WORK TO BE COMPLETED ▸
Copy each line below in which the string "adutra" appears.

(Saved entries)

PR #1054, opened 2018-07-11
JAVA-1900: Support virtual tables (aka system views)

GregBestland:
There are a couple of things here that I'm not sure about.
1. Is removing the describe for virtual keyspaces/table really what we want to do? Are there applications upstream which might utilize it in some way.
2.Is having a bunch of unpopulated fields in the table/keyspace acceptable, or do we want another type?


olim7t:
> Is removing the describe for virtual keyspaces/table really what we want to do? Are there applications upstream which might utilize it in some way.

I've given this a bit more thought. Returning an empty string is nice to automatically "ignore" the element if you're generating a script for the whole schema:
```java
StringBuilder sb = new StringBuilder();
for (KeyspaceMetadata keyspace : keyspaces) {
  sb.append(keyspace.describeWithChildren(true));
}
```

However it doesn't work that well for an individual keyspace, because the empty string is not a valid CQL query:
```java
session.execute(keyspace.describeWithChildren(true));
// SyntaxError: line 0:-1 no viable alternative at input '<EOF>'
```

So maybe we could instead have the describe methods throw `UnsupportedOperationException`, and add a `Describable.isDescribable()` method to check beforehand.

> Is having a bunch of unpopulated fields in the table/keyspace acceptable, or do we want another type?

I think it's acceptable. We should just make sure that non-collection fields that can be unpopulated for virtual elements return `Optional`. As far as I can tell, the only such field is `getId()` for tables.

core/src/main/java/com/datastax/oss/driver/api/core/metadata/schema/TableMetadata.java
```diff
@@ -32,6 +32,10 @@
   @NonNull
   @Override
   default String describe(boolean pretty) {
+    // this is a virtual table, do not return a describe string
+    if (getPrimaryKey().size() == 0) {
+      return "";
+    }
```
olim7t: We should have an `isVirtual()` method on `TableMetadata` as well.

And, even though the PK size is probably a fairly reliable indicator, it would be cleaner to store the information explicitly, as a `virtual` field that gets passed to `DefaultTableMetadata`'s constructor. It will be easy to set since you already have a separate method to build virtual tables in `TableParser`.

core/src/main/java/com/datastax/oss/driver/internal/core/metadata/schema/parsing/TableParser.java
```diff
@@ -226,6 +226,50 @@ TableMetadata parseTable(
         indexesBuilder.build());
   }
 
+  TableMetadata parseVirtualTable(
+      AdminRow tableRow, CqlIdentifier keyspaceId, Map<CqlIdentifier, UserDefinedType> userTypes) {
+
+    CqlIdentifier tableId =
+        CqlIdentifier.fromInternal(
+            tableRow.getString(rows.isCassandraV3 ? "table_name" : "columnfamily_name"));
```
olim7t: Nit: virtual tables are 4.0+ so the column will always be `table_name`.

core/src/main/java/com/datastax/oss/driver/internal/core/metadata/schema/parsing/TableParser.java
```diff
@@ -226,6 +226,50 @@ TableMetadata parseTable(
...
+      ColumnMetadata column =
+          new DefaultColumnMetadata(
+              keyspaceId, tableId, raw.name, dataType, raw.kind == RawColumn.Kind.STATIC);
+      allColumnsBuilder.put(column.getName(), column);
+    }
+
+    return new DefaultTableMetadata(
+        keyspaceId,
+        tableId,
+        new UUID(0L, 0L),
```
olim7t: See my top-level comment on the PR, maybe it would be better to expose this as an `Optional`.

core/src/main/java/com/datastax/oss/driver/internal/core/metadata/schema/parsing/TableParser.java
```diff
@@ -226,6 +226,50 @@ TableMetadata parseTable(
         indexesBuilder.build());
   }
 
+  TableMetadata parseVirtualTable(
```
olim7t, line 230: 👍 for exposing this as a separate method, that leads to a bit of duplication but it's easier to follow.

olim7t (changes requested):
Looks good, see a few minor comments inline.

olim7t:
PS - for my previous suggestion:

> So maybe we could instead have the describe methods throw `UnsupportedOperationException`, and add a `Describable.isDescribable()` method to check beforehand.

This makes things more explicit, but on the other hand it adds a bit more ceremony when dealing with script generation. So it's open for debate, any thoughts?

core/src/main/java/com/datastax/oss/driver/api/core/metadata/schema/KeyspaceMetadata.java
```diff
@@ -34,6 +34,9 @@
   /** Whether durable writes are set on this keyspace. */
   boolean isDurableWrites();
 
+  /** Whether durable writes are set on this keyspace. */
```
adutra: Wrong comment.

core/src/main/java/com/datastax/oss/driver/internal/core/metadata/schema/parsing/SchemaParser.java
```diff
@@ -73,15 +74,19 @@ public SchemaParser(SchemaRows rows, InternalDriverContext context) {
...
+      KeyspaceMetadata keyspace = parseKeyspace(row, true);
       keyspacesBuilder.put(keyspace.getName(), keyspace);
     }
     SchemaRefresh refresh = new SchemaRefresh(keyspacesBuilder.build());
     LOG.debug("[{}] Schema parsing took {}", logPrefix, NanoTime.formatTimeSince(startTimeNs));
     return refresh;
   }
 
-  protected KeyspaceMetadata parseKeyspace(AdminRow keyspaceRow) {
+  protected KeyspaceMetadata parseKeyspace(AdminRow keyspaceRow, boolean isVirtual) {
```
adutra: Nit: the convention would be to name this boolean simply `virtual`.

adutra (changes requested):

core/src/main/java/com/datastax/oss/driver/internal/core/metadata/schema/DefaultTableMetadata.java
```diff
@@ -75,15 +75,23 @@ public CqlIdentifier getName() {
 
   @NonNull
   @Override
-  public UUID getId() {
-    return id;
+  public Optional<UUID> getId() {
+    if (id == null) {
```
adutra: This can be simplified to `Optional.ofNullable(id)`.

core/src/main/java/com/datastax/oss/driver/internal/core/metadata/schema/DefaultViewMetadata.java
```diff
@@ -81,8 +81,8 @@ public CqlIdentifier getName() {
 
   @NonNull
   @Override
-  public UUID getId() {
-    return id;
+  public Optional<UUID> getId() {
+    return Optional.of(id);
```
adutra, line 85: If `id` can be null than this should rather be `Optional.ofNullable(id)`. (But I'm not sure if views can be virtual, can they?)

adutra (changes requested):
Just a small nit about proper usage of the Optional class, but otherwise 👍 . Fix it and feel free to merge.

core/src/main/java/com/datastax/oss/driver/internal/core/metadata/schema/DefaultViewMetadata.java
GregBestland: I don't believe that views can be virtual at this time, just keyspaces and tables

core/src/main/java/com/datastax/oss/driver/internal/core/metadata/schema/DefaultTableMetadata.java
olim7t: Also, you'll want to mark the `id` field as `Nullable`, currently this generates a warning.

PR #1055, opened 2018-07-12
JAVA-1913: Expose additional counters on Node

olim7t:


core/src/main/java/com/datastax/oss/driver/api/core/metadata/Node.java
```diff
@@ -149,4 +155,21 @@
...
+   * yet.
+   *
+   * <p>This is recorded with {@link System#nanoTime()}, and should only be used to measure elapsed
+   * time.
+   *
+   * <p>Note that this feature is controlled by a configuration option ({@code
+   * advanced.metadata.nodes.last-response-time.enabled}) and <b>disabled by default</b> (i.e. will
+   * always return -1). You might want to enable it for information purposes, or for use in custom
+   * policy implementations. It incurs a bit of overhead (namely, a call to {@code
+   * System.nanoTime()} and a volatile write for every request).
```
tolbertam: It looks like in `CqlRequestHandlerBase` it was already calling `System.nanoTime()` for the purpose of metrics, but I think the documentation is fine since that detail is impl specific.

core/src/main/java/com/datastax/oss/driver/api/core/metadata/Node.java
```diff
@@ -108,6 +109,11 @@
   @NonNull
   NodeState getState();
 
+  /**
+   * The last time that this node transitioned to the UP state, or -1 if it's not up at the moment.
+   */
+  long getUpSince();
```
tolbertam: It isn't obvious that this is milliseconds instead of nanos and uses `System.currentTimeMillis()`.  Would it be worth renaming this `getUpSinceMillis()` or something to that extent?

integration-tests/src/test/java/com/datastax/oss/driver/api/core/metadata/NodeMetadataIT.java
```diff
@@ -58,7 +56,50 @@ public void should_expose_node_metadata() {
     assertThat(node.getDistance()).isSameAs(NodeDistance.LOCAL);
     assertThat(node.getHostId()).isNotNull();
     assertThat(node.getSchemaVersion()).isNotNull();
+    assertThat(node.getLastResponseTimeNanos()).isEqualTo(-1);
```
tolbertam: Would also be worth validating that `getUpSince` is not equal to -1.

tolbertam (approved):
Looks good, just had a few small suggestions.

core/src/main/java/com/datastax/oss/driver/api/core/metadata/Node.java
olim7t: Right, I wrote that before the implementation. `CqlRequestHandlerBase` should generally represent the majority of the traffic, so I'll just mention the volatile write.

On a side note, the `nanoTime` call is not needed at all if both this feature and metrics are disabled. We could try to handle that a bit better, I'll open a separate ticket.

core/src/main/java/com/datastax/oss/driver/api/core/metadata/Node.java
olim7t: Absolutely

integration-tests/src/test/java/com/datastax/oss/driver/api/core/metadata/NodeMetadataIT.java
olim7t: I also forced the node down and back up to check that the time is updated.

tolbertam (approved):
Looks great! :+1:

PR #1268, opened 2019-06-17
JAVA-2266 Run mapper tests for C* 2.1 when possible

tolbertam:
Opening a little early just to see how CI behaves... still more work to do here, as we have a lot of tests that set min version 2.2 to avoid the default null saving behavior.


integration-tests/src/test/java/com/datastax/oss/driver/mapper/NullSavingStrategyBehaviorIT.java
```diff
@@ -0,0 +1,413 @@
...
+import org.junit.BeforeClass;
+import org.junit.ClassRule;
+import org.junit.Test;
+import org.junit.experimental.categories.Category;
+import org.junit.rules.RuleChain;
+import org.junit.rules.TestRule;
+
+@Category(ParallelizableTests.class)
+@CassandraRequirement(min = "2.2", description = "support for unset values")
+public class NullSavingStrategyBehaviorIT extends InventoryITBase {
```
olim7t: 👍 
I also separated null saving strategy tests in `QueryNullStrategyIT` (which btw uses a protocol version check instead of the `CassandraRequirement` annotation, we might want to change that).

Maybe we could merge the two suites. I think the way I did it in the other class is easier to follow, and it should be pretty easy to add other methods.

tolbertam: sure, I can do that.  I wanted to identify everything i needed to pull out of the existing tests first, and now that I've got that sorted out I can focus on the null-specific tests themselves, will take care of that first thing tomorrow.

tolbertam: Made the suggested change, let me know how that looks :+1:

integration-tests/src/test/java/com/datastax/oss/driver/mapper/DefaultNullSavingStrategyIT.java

FINAL ANSWER ▸
adutra: Wrong comment.
adutra: Nit: the convention would be to name this boolean simply `virtual`.
adutra (changes requested):
adutra: This can be simplified to `Optional.ofNullable(id)`.
adutra, line 85: If `id` can be null than this should rather be `Optional.ofNullable(id)`. (But I'm not sure if views can be virtual, can they?)
adutra (changes requested):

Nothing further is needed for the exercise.